ACEP Strategic Plan Reference

Goal 1 – Reform and Improve the Delivery System for Emergency Care

Objective A – Develop and promote delivery models that provide effective and efficient emergency medical care in different environments.

Tactic 4 – Promote legislative initiatives and best practices for access to board-certified emergency physicians, via real-time, interactive telecommunications systems from rural and remote areas.

Fiscal Impact

Minimum of $35,000 to include committee and staff time, potential travel, conference calls, and other resources to develop a White Paper, support legislative efforts, and work with the AMA and other external stakeholders.

Prior Council Action

Resolution 22(07) Information Systems for Emergency Care – ACEP Policy adopted.
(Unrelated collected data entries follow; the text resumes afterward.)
PR #44, opened 2020-10-23
create service in konk

kd7lxl:
Demo: APIServer is available
```
% k exec -it example-konkservice-konk-service-kubectl-6b7df94766-82px4 -- kubectl get apiservice v1alpha1.example.infoblox.com
NAME                            SERVICE                            AVAILABLE   AGE
v1alpha1.example.infoblox.com   default/runner-example-apiserver   True        32m
```

### DIFF
--- a/.github/workflows/pr.yaml
+++ b/.github/workflows/pr.yaml
@@ -61,8 +61,8 @@ jobs:
             sleep 1
           done
           POD_NAME=$(kubectl get pod -o name | grep konkservice)
-          kubectl exec -it $POD_NAME -- kubectl describe apiservice v1alpha1.runner-example-apiserver.infoblox.com
-          kubectl exec -it $POD_NAME -- kubectl get apiservice v1alpha1.runner-example-apiserver.infoblox.com | grep True
+          kubectl exec -it $POD_NAME -- kubectl describe apiservice v1alpha1.example.infoblox.com
+          kubectl exec -it $POD_NAME -- kubectl get apiservice v1alpha1.example.infoblox.com | grep True
           kubectl exec -it $POD_NAME -- kubectl get crd appconfigs.stable.example.com websites.extensions.example.com
       - name: Print failure
         timeout-minutes: 1
--- a/.github/workflows/pr.yaml
+++ b/.github/workflows/pr.yaml
@@ -61,8 +61,11 @@ jobs:
             sleep 1
           done
           POD_NAME=$(kubectl get pod -o name | grep konkservice)
-          kubectl exec -it $POD_NAME -- kubectl describe apiservice v1alpha1.example.infoblox.com
-          kubectl exec -it $POD_NAME -- kubectl get apiservice v1alpha1.example.infoblox.com | grep True
+          until kubectl exec -it $POD_NAME -- kubectl get apiservice v1alpha1.example.infoblox.com | grep True
+          do
+            kubectl exec -it $POD_NAME -- kubectl describe apiservice v1alpha1.example.infoblox.com
+            sleep 10
+          done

Directed ACEP to update and establish policies regarding the need and utility of information systems for emergency care and produce a paper on the issue.

Prior Board Action

June 2013, approved the policy statement, “EMS Regionalization of Care.”

January 2010, approved revised policy statement, Health Information Standards.” Originally approved June 2003 with the title, “Health Care Data Standards and Interoperable Systems.”

April 2009, approved the “Emergency Department Information Systems White Paper.” The paper was written as a primer for emergency physicians, nurses, and IT professionals.